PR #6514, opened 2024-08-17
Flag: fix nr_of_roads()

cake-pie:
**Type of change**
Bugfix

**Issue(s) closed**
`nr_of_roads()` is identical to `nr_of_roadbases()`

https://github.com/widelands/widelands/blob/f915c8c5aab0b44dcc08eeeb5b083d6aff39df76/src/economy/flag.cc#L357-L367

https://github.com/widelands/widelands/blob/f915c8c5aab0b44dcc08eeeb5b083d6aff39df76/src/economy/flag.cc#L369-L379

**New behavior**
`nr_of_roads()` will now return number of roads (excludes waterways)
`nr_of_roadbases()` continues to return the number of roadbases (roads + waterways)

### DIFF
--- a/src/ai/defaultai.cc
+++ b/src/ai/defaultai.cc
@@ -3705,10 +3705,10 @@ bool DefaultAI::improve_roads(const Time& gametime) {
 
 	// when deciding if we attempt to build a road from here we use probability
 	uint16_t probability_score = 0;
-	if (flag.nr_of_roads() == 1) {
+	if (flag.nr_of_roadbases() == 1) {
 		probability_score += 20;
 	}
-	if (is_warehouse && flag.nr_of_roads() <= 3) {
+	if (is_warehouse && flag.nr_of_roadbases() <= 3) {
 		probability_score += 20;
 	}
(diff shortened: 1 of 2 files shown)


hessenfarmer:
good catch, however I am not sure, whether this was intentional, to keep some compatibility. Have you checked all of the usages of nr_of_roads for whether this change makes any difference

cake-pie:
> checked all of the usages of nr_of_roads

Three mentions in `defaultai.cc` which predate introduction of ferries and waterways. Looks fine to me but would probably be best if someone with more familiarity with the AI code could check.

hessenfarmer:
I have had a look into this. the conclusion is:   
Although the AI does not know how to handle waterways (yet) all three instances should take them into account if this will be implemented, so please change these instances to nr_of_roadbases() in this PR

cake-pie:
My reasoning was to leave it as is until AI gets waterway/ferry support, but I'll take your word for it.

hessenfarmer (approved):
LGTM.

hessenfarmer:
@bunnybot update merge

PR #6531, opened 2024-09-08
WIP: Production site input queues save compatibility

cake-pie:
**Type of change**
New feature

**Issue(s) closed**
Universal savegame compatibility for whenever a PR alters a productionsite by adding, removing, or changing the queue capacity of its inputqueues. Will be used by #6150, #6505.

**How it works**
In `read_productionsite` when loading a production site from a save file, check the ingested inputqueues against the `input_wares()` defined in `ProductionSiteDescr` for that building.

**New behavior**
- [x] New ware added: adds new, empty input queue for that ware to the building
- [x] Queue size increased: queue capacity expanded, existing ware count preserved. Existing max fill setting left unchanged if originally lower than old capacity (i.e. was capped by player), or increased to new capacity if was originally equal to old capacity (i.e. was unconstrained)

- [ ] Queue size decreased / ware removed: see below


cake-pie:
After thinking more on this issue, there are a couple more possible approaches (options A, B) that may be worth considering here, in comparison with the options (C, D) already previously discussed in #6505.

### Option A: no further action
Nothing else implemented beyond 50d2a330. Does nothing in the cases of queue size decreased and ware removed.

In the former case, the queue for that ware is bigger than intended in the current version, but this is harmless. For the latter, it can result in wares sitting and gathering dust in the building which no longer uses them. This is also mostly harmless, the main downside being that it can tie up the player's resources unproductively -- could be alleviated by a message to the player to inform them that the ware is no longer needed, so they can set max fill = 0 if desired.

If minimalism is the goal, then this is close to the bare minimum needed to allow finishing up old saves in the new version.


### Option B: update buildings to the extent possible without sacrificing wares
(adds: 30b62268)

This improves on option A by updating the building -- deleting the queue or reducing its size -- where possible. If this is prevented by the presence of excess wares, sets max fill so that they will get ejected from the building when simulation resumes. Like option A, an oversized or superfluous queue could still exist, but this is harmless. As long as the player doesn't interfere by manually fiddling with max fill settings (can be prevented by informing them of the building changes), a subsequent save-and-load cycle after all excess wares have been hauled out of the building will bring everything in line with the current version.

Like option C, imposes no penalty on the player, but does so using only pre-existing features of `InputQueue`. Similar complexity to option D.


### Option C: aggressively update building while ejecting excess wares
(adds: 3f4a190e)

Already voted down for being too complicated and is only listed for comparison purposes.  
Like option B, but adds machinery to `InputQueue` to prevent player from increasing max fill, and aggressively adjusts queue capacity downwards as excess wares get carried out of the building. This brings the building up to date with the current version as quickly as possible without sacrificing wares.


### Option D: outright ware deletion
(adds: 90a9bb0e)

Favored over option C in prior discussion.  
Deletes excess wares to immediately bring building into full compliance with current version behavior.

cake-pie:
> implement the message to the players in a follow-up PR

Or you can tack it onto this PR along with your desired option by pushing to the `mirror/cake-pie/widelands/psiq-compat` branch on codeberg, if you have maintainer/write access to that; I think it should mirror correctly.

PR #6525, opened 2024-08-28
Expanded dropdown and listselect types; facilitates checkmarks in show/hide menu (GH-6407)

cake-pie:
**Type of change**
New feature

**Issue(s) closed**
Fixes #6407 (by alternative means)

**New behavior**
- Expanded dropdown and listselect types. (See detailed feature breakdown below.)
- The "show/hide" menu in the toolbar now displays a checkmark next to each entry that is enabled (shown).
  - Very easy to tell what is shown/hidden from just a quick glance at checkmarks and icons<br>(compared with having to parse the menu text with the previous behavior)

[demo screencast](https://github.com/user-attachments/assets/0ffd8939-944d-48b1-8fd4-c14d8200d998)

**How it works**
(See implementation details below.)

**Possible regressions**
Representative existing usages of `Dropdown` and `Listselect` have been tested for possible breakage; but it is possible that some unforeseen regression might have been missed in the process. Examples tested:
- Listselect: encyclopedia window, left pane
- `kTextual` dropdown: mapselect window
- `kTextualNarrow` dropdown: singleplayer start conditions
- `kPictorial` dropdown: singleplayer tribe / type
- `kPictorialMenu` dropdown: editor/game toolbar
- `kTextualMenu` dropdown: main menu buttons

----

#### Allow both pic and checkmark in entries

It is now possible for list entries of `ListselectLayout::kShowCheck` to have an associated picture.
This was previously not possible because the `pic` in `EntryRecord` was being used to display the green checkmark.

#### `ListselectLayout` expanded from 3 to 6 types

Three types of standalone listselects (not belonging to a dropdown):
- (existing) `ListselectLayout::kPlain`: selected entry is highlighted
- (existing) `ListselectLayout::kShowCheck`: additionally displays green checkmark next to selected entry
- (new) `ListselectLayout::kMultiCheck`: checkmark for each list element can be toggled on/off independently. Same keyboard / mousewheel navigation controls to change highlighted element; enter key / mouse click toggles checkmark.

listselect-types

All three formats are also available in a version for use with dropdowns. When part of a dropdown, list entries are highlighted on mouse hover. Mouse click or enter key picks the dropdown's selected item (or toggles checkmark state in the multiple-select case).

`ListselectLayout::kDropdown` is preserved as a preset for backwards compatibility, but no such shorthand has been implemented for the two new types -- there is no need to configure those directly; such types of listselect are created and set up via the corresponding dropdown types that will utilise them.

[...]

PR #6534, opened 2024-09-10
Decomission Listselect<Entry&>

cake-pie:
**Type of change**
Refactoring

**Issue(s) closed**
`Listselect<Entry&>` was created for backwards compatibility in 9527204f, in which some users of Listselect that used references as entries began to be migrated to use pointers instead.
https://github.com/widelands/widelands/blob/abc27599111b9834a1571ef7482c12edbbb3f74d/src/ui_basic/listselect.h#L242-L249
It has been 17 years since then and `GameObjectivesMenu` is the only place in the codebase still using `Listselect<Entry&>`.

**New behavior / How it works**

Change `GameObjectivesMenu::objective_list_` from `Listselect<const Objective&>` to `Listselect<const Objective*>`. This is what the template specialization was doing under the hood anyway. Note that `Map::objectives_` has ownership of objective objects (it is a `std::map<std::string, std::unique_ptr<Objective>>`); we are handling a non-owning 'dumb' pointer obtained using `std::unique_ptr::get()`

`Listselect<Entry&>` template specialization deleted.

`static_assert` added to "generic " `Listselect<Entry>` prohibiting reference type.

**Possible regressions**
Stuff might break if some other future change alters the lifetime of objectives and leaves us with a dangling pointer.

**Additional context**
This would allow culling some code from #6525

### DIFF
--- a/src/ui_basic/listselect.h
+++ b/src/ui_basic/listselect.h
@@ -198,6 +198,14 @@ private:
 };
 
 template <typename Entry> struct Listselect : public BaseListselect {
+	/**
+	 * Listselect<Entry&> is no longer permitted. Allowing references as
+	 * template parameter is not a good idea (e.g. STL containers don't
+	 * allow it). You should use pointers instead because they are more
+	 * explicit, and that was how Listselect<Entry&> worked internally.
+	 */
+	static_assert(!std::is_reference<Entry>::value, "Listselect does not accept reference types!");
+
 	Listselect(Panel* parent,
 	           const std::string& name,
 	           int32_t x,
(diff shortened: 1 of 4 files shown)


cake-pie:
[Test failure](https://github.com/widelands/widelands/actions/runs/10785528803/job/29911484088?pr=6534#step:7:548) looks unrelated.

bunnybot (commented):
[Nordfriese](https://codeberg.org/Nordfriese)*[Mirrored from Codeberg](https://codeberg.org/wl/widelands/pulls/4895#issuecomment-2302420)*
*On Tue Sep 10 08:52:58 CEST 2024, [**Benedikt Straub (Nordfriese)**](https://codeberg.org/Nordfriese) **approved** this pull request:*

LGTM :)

------------------------------------

YOUR TASK: Reproduce, character for character, only the lines of the preceding data that start at the line with "Like option C, imposes" and end at the line with "- Very easy", both included.

RESULT OF THIS TASK:
Like option C, imposes no penalty on the player, but does so using only pre-existing features of `InputQueue`. Similar complexity to option D.


### Option C: aggressively update building while ejecting excess wares
(adds: 3f4a190e)

Already voted down for being too complicated and is only listed for comparison purposes.  
Like option B, but adds machinery to `InputQueue` to prevent player from increasing max fill, and aggressively adjusts queue capacity downwards as excess wares get carried out of the building. This brings the building up to date with the current version as quickly as possible without sacrificing wares.


### Option D: outright ware deletion
(adds: 90a9bb0e)

Favored over option C in prior discussion.  
Deletes excess wares to immediately bring building into full compliance with current version behavior.

cake-pie:
> implement the message to the players in a follow-up PR

Or you can tack it onto this PR along with your desired option by pushing to the `mirror/cake-pie/widelands/psiq-compat` branch on codeberg, if you have maintainer/write access to that; I think it should mirror correctly.

PR #6525, opened 2024-08-28
Expanded dropdown and listselect types; facilitates checkmarks in show/hide menu (GH-6407)

cake-pie:
**Type of change**
New feature

**Issue(s) closed**
Fixes #6407 (by alternative means)

**New behavior**
- Expanded dropdown and listselect types. (See detailed feature breakdown below.)
- The "show/hide" menu in the toolbar now displays a checkmark next to each entry that is enabled (shown).
  - Very easy to tell what is shown/hidden from just a quick glance at checkmarks and icons<br>(compared with having to parse the menu text with the previous behavior)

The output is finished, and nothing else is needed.